Kacey Joleane Layla is born. My doctor puts her right onto my chest and leaves the cord unclamped for about 2 minutes. She never cried, just looked at us. Fully awake and aware. Jamie and I were just in shock with happiness and joy! Finally after all this time I am a mommy and he is a daddy. I truly can't describe it, just amazing. So wonderful that it hurts.
Jamie cut the cord and a nurse took her off to do the checks and weigh her. 7 pounds 12 ounces. 20 inches. 8-9 apgar. Overall, just perfect. They brought her back to me all cleaned up and she immediately latches onto my breast and feeds a bit. We spent the next 30 minutes or so just holding her and being amazed. Jamie then left with her and they went to the nursery to do the rest. My doctor delivered the placenta and stitched up my 2nd degree episiotomy.

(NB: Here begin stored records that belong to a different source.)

PR #1475, opened 2024-07-11
RFC: Add blackboxing for simple 1-port synchronous ROMs

bunnie:

The motivation for this is an issue I experienced in a recent tape-out. We added the AES extensions to a Vex configuration. The simulation tools indicated no problems with the `$readmemb` style ROM, but for complicated reasons this was a lie (the actual ROM was all-`X` but due to the way the compare loop ran in the test bench, it would not fail on `X`). 

In the end, the synthesis tool really either needed a black boxed ROM, or the ROM presented as a `case` statement in RTL.

This PR attempts to generate exactly that.

# Impact on code generation

In the case that no black boxing is requested, the generated code should be unaffected. However, a black box model of the ROM will be generated even if it is not used.

In the case that black boxing is requested, the ROM is replaced with a module that instantiates the black boxed ROM file, and a .v file that is an RTL model of the ROM. The name of the module and the ROM file I think is unique per ROM -- unlike the RAM black boxes where a single model can be re-used so long as the capacity is the same, identical capacity ROMs are still different models since they should have different contents.

Unfortunately, I could not figure out how to get `ComponentEmitterVerilog.scala`'s `emitMem()` routine to detect if the memory is a black box or not. I think the blackbox attribute is attached to a `Component` but `Mem` does not inherit `Component` properties, so I *think* it's not actually possible to tell between the two cases.

So, what ends up happening is you end up with both a `.bin` and a `.v` description of the ROM, and in the case that you are using a black box, there is still a dummy line that tries to `$readmemb` the `.bin` file, into a variable that isn't used. I ran this through verilator and it seemed harmless.

Note that in the case that a blackbox is requested, you actually do want both the `.v` blackbox and the `.bin` file, because the `.bin` file is used to generate the hard-macro for the ASIC, so both artifacts are in fact useful in that situation. The problem is more that the code is also generated to read in the .bin file to a useless variable, and when no black box is requested, you get this extra .v artifact that's not used by the design.

# Checklist

I'm happy to try and figure out how to add unit tests and API docs if the PR seems useful. However, I'm not even sure if this is the approach you'd really want to take to generate the black box model. I'm also happy to just keep this in my branch and pull it forward over time. Note that the block box model has at least been verified on the AES use case!

- [ ] Unit tests were added

### DIFF
--- a/core/src/main/scala/spinal/core/internals/Phase.scala
+++ b/core/src/main/scala/spinal/core/internals/Phase.scala
@@ -898,7 +898,26 @@ class PhaseMemBlackBoxingDefault(policy: MemBlackboxingPolicy) extends PhaseMemB
     }
 
     if (mem.initialContent != null) {
-      return "Can't blackbox ROM"  //TODO
+      if (topo.portCount == 1 && topo.readsSync.size == 1 && topo.readWriteSync.isEmpty) {
+        mem.component.rework {
+          val port = topo.readsSync.head
+
+          val rom = new Rom_1rs(
+            wordWidth = port.width,
+            wordCount = mem.wordCount*mem.width/port.width,
+            technology = mem.technology
+          )
+
+          rom.io.addr.assignFrom(port.address)
+          rom.io.en.assignFrom(port.clockDomain.isClockEnableActive)
+
+          wrapConsumers(port, rom.io.data)
+
+          rom.setName(mem.getName())
+        }
+      } else {
+        return "Can't blackbox ROM" // TODO
+      }
       //      } else if (topo.writes.size == 1 && topo.readsAsync.size == 1 && topo.portCount == 2) {
     } else if (topo.writes.size == 1 && (topo.readsAsync.nonEmpty || topo.readsSync.nonEmpty) && topo.writeReadSameAddressSync.isEmpty && topo.readWriteSync.isEmpty) {
       mem.component.rework {
--- a/core/src/main/scala/spinal/core/MemBlackBox.scala
+++ b/core/src/main/scala/spinal/core/MemBlackBox.scala
@@ -259,6 +259,32 @@ class Ram_1wrs(
   noIoPrefix()
 }
 
+/**
+ * Rom 1rs
+ */
+class Rom_1rs(
+                val wordWidth      : Int,
+                val wordCount      : Int,
+                val technology     : MemTechnologyKind
+              ) extends BlackBox {
+
+  addGenerics(
+    "wordCount"      -> Rom_1rs.this.wordCount,
+    "wordWidth"      -> Rom_1rs.this.wordWidth,
+    "technology"     -> Rom_1rs.this.technology.technologyKind
+  )
+
+  val io = new Bundle {
+    val clk    =  in Bool()
+    val en     =  in Bool()
+    val addr   =  in UInt(log2Up(wordCount) bit)
+    val data   = out Bits(wordWidth bit)
+  }
+
+  mapCurrentClockDomain(io.clk)
+  noIoPrefix()
+}
+
 
 /**
   * Ram 2wrs
--- a/core/src/main/scala/spinal/core/internals/ComponentEmitterVerilog.scala
+++ b/core/src/main/scala/spinal/core/internals/ComponentEmitterVerilog.scala
@@ -369,7 +369,15 @@ class ComponentEmitterVerilog(
     for (child <- component.children) {
       val isBB             = child.isInstanceOf[BlackBox] && child.asInstanceOf[BlackBox].isBlackBox
       val isBBUsingULogic  = isBB && child.asInstanceOf[BlackBox].isUsingULogic
-      val definitionString =  if (isBB) child.definitionName else getOrDefault(emitedComponentRef, child, child).definitionName
+      val definitionString =  if (isBB)
+        {
+          if (child.definitionName == "Rom_1rs") {
+            // each ROM blackbox needs a unique name since it contains the ROM data
+            s"${child.name}_${child.definitionName}"
+          } else {
+            child.definitionName
+          }
+        } else getOrDefault(emitedComponentRef, child, child).definitionName
 
       val instanceAttributes = emitSyntaxAttributes(child.instanceAttributes)
 
@@ -1248,13 +1256,13 @@ class ComponentEmitterVerilog(
             logics ++= s"    ${emitReference(mem, false)}[$index] = ${filledValue.length}'b$filledValue;\n"
           }
         }
-      }else {
-
-
+      } else {
         val withSymbols = memBitsMaskKind == MULTIPLE_RAM && symbolCount != 1
         for (i <- 0 until symbolCount) {
+          // TODO: fix for multiple symbols
           val symbolPostfix = if(withSymbols) s"_symbol$i" else ""
           val builder = new mutable.StringBuilder()
+          val v_builder = new mutable.StringBuilder()
           for ((value, index) <- mem.initialContent.zipWithIndex) {
             val unfilledValue = value.toString(2)
             val filledValue = "0" * (mem.getWidth - unfilledValue.length) + unfilledValue
@@ -1262,9 +1270,11 @@ class ComponentEmitterVerilog(
               builder ++=  s"${filledValue.substring(symbolWidth * (symbolCount - i - 1), symbolWidth * (symbolCount - i))}\n"
             } else {
               builder ++= s"$filledValue\n"
+              v_builder ++= s"            'd$index: data <= 32'b$filledValue;\n"
             }
           }
 
+          // Emit a .bin file template for the ROM
           val romStr = builder.toString
           val relativePath = romCache.get(romStr) match {
             case None =>
@@ -1279,8 +1289,58 @@ class ComponentEmitterVerilog(
               file.getName
             case Some(x) => x
           }
-
           logics ++= s"""    $$readmemb("${relativePath}",${emitReference(mem, false)}${symbolPostfix});\n"""
+
+          // Emit a verilog blackbox template for the ROM
+          val template =
+            """
+              |`resetall
+              |`timescale 1ns / 1ps
+              |`default_nettype none
+              |
+              |module {prefix}_Rom_1rs #(
+              |    parameter wordCount = 512,
+              |    parameter wordWidth = 32,
+              |    parameter addrWidth = $clog2(wordCount)
+              |)
+              |(
+              |    input  wire                             clk,
+              |    input  wire                             en,
+              |    input  wire [addrWidth - 1:0]           addr,
+              |    output reg  [wordWidth - 1:0]           data,
+              |);
+              |
+              |always @(posedge clk) begin
+              |    if (en) begin
+              |        case (addr)
+              |{romvals}
+              |
+              |            default: data <= 32'h0;
+              |        endcase
+              |    end else begin
+              |        data <= data;
+              |    end
+              |end
+              |
+              |endmodule
+              |`resetall
+              |""".stripMargin
+
+          val refFullName = emitReference(mem, false)
+          val lastUnderscoreIndex = refFullName.lastIndexOf('_')
+          val baseName = if (lastUnderscoreIndex != -1) refFullName.substring(0, lastUnderscoreIndex) else refFullName
+
+          val content = template
+            .replace("{romvals}", v_builder.toString)
+            .replace("{prefix}", s"${baseName}")
+
+          val filePath = s"${pc.config.targetDirectory}/${baseName}_Rom_1rs.v"
+          val file = new File(filePath)
+          emitedRtlSourcesPath += filePath
+          val writer = new java.io.FileWriter(file)
+          writer.write(content)
+          writer.flush()
+          writer.close()
         }
       }
 


Dolu1990:
Hi,

Maybe the PR has 2 things which should be decoupled (blackboxing / rom generation using case statement) ?
Meaning that emitting rom using case statement could be a SpinalConfig parameter. 

Did you tried the SpinalConfig(inlineRom = true).generateVerilog(...) ? It will avoid using readmemb and instead do things as : 

```verilog
  reg [7:0] rom [0:15];

  initial begin
    rom[0] = 8'b00000000;
    rom[1] = 8'b00000001;
    rom[2] = 8'b00000010;
    rom[3] = 8'b00000011;
    rom[4] = 8'b00000100;
    rom[5] = 8'b00000101;
    rom[6] = 8'b00000110;
    rom[7] = 8'b00000111;
    rom[8] = 8'b00001000;
    rom[9] = 8'b00001001;
    rom[10] = 8'b00001010;
    rom[11] = 8'b00001011;
    rom[12] = 8'b00001100;
    rom[13] = 8'b00001101;
    rom[14] = 8'b00001110;
    rom[15] = 8'b00001111;
  end
```

I'm not sure how well synthesis tools eat this kind of patterns.

Anyway, i'm fine with the idea of having rom blackbox, aswell as having an option to generate rom as case statement.
Would it be fine to have those 2 things decoupled or there is a reason behind it ? (just asking, i can modify the PR :))

bunnie:
Synthesis tools for this ASIC flow won't respect any "initial begin" statements, unfortunately, so the use of `initial begin` to setup the ROM won't work. Has to be a "pure RTL" with no initial state for the tools to build it.

Even worse, the tools will happily take the `initial begin` statements without warning or error, and just give you X in simulation and no components in the output, which is a big difference between verilator behavior and synopsis flow behavior.

No reason to couple them. I don't have a clear concept of the SpinalHDL internal modular abstraction so in my head the two halves (black boxing and code gen) would be linked. But now that you mention it, I see that there is no actual link between those two files.

I'm happy to rework the PR into two PRs, but, before I do that, do you know if there is a way I can detect if a ROM is blackboxed at the codegen stage? I think a `Mem` object doesn't know if it is blackboxed, so I emit both kinds of code, regardless of whether blackboxing is on or not.

Dolu1990:
So between the two feature, i would say "truely" blackboxing rom is kinda tricky, as you need to feed somehow some uniquness to the blackbox itself. 
So i would say, let's keep this part out of the scope for now, and just focus on getting the SpinalConfig(switchRom=true)  parameter added and functional ^^ (switch refer to Verilog case). This would be an alternative to the pre-existing inlineRom: 
https://github.com/SpinalHDL/SpinalHDL/blob/2a34c667e8b72568a8b6c25f4a926863b8e068ed/core/src/main/scala/spinal/core/Spinal.scala#L149

> do you know if there is a way I can detect if a ROM is blackboxed at the codegen stage?

So, the intended design of the memory blackboxing in SpinalHDL, is that the Mem declaration removed (via the removeMem function, which isn't in call in your PR, but should be, see : 
https://github.com/SpinalHDL/SpinalHDL/blob/ba79ca0136aef8915abfeab477ef6024fb5e1f79/core/src/main/scala/spinal/core/internals/Phase.scala#L993) and its behaviour replaced by a new component instance.

To keep trace of which Mem the blackbox replace, what is done, is add a special tag to the new blackbox, see for example : 
https://github.com/SpinalHDL/SpinalHDL/blob/ba79ca0136aef8915abfeab477ef6024fb5e1f79/core/src/main/scala/spinal/core/internals/Phase.scala#L975

Which can then be retreived at generation via 

```scala
  myMem.getTag(classOf[MemBlackboxOf]).get.mem
```

Let's me know if you need any help of any sort :)

Regards
Charles

bunnie:
Got it. I'll try to take a swag at splitting this up and re-doing the PR. It's good for me to get some practice at SpinalHDL, this has been a nice exercise so far for me to get more familiar with the system.

Might take me a couple days before I can get to re-doing this, when I put the new ones up I'll close this one.

Dolu1990:
Ok ^^

The verilog backend code is able for a few memory layout to handle mixed width / byte enable memories.
This complexify quite a bit the code which emit the verilog, but in your case, for ROM, you don't need to care about those, you can just assert those case out.

Let's me know if you have any issue

core/src/main/scala/spinal/core/internals/Phase.scala
```diff
@@ -898,7 +898,26 @@ class PhaseMemBlackBoxingDefault(policy: MemBlackboxingPolicy) extends PhaseMemB
...
+            wordCount = mem.wordCount*mem.width/port.width,
+            technology = mem.technology
+          )
+
+          rom.io.addr.assignFrom(port.address)
+          rom.io.en.assignFrom(port.clockDomain.isClockEnableActive)
+
+          wrapConsumers(port, rom.io.data)
+
+          rom.setName(mem.getName())
```
bunnie, line 916: I've got a question about how to approach a problem I'm having refactoring this.

I understand that there should be a `removeMem()` call right around here.

However, when I do that, `emitMem()` is no longer called. 

In order to generate `emitMem()`, I need the phase context and some other state in order to figure out the name of the file and directory to put the black box in. 

I think the conflict lies in this difference:
- black box RAM models are meant to be static files provided by the user, and thus no generation is required
- for the black box ROM model, I'd like it to be generated by the system, because the ROM contents are actually inside SpinalHDL.
- Furthermore, I'd like the black box itself to contain a `case` statement, so that if there is a failure to replace the blackbox model with an actual hardware macro, in the worst case the ROM is tossed directly into the synthesizer and it's generated "as gates" - in a modern process this might be preferable for ROMs that are less than a few hundred bytes in size. Either way, you at least get a "correct" circuit even if the back-end team makes a mistake and fails to replace the black box with a hard macro file.

Can you suggest how I could generate the ROM file at this point in the output compilation phase?

bunnie:
BTW, I added https://github.com/SpinalHDL/SpinalHDL/pull/1485 which addresses the situation where you don't want any black box but just a case statement in-line.

I'm leaving this PR open because I think actually the code flow for generating a black box with ROM contents is almost correct in this PR, but the main issue is the `emitRom()` statement versus how the black box instance is generated.

If in the end it turns out that this is just not a thing that can fit well into SpinaHDL, I'm also fine with the PR being rejected and I maintain this generator in a branch that I patch in. I recognize this is a bit of a niche use case...

core/src/main/scala/spinal/core/internals/Phase.scala
Dolu1990: Hi,

> However, when I do that, emitMem() is no longer called.

Yes that is on purpose.
The idea of the SpinalHDL blackboxing  phase is to only emit it as a blackbox durring the generation phase, so SpinalHDL will only see a blackbox in the future, no more Mem => no emitMem

> black box RAM models are meant to be static files provided by the user, and thus no generation is required

Right. What i did a few time, is to add another SpinalHDL transformation phase, which will look at all the emited memory blackbox and transform them into something more specific (for ASIC), for instance : 
- automaticaly adding some test IO to the blackbox
- changing their name to depend on their parameter, for instance transforming the name Ram_1w_1rs into Ram_1w_1rs_1024x32, aswell as generating scripts for openram to generate them.

> for the black box ROM model, I'd like it to be generated by the system, because the ROM contents are actually inside SpinalHDL. 

I think here a custom blackboxing phase could be added to either generate a verilog of that blackboxed rom, or either export the rom content into some binary file for other usages.

Here is an example : 
https://github.com/SpinalHDL/SpinalHDL/commit/1d86c31bfa90d6c328e6498d264f8c97221ed8ee
It is based on your branch.

That will generate for each rom a verilog file with things as : 

```verilog
module xy_rom (
  input  wire clk,
  input  wire en,
  output wire [7:0] addr,
  input  wire [31:0] data
);
  always @(posedge clk) begin
    if(en) begin
      case (address)
        8'h0: data <= 32'hff
        8'h1: data <= 32'hfe
        8'h2: data <= 32'hfd
...
        8'hfc: data <= 32'h3
        8'hfd: data <= 32'h2
        8'hfe: data <= 32'h1
        8'hff: data <= 32'h0
      endcase
    end
  end
endmodule
```

Also, carefull your branch miss this : 
https://github.com/SpinalHDL/SpinalHDL/commit/e57f89dfb90b40cc13306418197a3000d88eaef7

Next week i will be in travel / holiday, so away from the keyboard :)

Dolu1990:
> I'm leaving this PR open because I think actually the code flow for generating a black box with ROM contents is almost correct in this PR, but the main issue is the emitRom() statement versus how the black box instance is generated.

to me i think this PR without the ComponentEmitterVerilog.scala changes, and with the https://github.com/SpinalHDL/SpinalHDL/commit/e57f89dfb90b40cc13306418197a3000d88eaef7 fix would be good for merge.

(so in short, keeping the rom blackbox + blackboxing code + the fix)

Thanks for https://github.com/SpinalHDL/SpinalHDL/pull/1485, i will take a look now :D

Dolu1990:
Ahhh the one thing would be to have rom blackboxing option, to ensure we do not start to blackbox rom on code which was running fine before (keeping the default as it was)

bunnie:
looks like there is a regression. how do i run the unit test that failed on its own?

looks like the failure is in spinal.simromtester, so it's definitely this patch that's causing the problem.

bunnie:
> Ahhh the one thing would be to have rom blackboxing option, to ensure we do not start to blackbox rom on code which was running fine before (keeping the default as it was)

Right, I'll add an option for that, which is `false` by default.

core/src/main/scala/spinal/core/internals/Phase.scala
bunnie: I *think* I vaguely follow the approach you're suggesting. I will need to poke at it a bit more.

> Next week i will be in travel / holiday, so away from the keyboard :)

No worries, same here as well. I don't think I'll be able to make the changes so soon, but also, this isn't urgent (I've got a tape-out candidate generated from my own branch that passes the tests I need).

I'm mostly just trying to merge the changes as an exercise to get me more comfortable with SpinalHDL, while hopefully adding a minor feature to the code base. Hopefully in the future I can do more meaningful contributions.

I appreciate the review and guidance, we can pick this up again after you're back from holiday!

Dolu1990:
> looks like there is a regression. how do i run the unit test that failed on its own?

[info] *** 2 TESTS FAILED ***
[error] Failed tests:
[error] 	spinal.core.SpinalSimRomTester
[error] (tester / Test / testOnly) sbt.TestsFailedException: Tests unsuccessful
[error] Total time: 306 s (05:06), completed Jul 12, 2024, 7:28:38 AM

=>

``` 
cd SpinalHDL
sbt
testOnly spinal.core.SpinalSimRomTester
```

> so it's definitely this patch that's causing the problem.

Need to remove all the ComponentEmitterVerilog.scala changes, so the PR would only be about blackboxing the rom without the verilog backend changes :)

core/src/main/scala/spinal/core/internals/Phase.scala
Dolu1990: > I'm mostly just trying to merge the changes as an exercise to get me more comfortable with SpinalHDL, while hopefully adding a minor feature to the code base. Hopefully in the future I can do more meaningful contributions. 

No worries ^^

> I appreciate the review and guidance, we can pick this up again after you're back from holiday!

Yes :)

bunnie:
OK, assuming these CI tests pass, I think I have at least added the flag for rom black boxing (`romBlackBox`) correctly.

I think I'm still a little confused about how you want to approach the actual specific generation of the blackbox ROM file data (as initialized with the unique ROM contents), but I think what you mean is this:

- remove any unique ROM instance generation from the ComponentEmitterVerilog.scala
- make it a function inside the user's code to create the specific ROM model that has the switch-case data in it that encodes the ROM as RTL

So I think maybe then in that case, some example code on how to use the ROM black boxing feature would be useful because I definitely would not know how to do it if I turned on the option without having written the patch. Is there a place in the documentation where I should include such examples?

No hurries on response, I recall you're on holiday...

bunnie:
Alright, I added the final patches I think to get this in line with the outlined vision. There is no blackbox generator in Spinal itself, and instead, it should be part of the code that defines the CPU (so it becomes part of the user code's hyothetical SoC generator).

Here's the code I ultimately used to generate the AES ROM blackboxes:

```scala
class CaseRomPhase extends PhaseNetlist{
  override def impl(pc: PhaseContext): Unit = {
    pc.walkComponents{
      case c : Rom_1rs => {
        c.setDefinitionName(c.getRtlPath("_")) // provide a unique name
        val rom = c.getTag(classOf[MemBlackboxOf]).get.mem
        val content = rom.initialContent

        c.genericElements.clear()
        val addressWidth = log2Up(c.wordCount)
        val lines = for ((data, addr) <- content.zipWithIndex) yield {
          f"            $addressWidth'h${addr}%x: data <= ${c.wordWidth}%d'h${data}%x;"
        }
        // Emit a verilog blackbox template for the ROM
        val template =
          """
            |`resetall
            |`timescale 1ns / 1ps
            |`default_nettype none
            |
            |module {modname} #(
            |    parameter wordCount = {wordCount},
            |    parameter wordWidth = {wordWidth},
            |    parameter addrWidth = $clog2(wordCount)
            |)
            |(
            |    input  wire                             clk,
            |    input  wire                             en,
            |    input  wire [addrWidth - 1:0]           addr,
            |    output reg  [wordWidth - 1:0]           data
            |);
            |
            |always @(posedge clk) begin
            |    if (en) begin
            |        case (addr)
            |{romvals}
            |
            |            default: data <= {wordWidth}'h0;
            |        endcase
            |    end else begin
            |        data <= data;
            |    end
            |end
            |
            |endmodule
            |`resetall
            |""".stripMargin

        val verilog = template
          .replace("{romvals}", s"${lines.mkString("\n")}")
          .replace("{modname}", s"${c.definitionName}")
          .replace("{wordCount}", s"${c.wordCount}")
          .replace("{wordWidth}", s"${c.wordWidth}")

        val fileWriter = new FileWriter(new File(c.definitionName + ".v"))
        fileWriter.write(verilog)
        fileWriter.flush()
        fileWriter.close()
      }
      case _ =>
    }
  }
}
```

The function above merely defines the black box generator. Calling the generator requires inserting it into the memory black boxers list with a line something like this:

```scala
    config.memBlackBoxers += new CaseRomPhase
```

where the `config` is the `spinal.core.SpinalConfig`-derived object that defines the CPU configuration.

@Dolu1990 lmk if this is what you intended, and also, lmk if there's some place documentation examples on a blackboxer like this normally goes. And of course, no hurries on getting back on this. I'll be a bit slow closing the loop myself.

Dolu1990:
Hi Bunnie,

> Alright, I added the final patches I think to get this in line with the outlined vision. There is no blackbox generator in Spinal itself, and instead, it should be part of the code that defines the CPU (so it becomes part of the user code's hyothetical SoC generator).

Yes :D, as it is can be quite user specific.

>  lmk if this is what you intended

Yes it is.

>  if there's some place documentation examples on a blackboxer like this normally goes

I would say it could be added as an subchapter of https://spinalhdl.github.io/SpinalDoc-RTD/master/SpinalHDL/Sequential%20logic/memory.html#automatic-blackboxing ?

>  I'll be a bit slow closing the loop myself

No worries ^^
From the 9 august until the 25 i will be in travel (work). So, i will have a looooow bandwidth XD

Cheers
Charles

bunnie:
OK, looks like https://github.com/SpinalHDL/SpinalDoc-RTD/blob/master/source/SpinalHDL/Sequential%20logic/memory.rst is a different repo, so I'll make changes there an open a PR for that eventually.

Enjoy your travels! Get some rest and unplug from all the work. I see the volume of github issues and PRs you deal with, you put a heroic amount of effort into maintaining this, you deserve a break.

Dolu1990:
> I'll make changes there an open a PR for that eventually.

Thanks ^^

> Get some rest and unplug from all the work

Ahh, I just got 2 weeks of holiday, my GF did not missed one occasion to keep me away from email / work :D

Cheers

Even though nothing about the labor and birth were according to our birth plan, it still was wonderful. We knew when we wrote the birth plan that it might not happen and kept an open mind. I am disappointed and wonder a bit what would have happened had we not induced but I really don't care very much. It just doesn't matter at this point. If I get pregnant again, I will reuse the birth plan and try again.
One thing I do want to make very clear, Jamie and I agree on this. Had Michele not been there as our doula, I absolutely would have ended up having a c-section. Jamie was wonderful and did a great job but he has never done it before. Michele was able to back him and his instincts up and reassure him when we made choices. She was also able to keep us going to 5cm probably making all the difference in the world. If you are considering a doula, I assure you, they are worth it.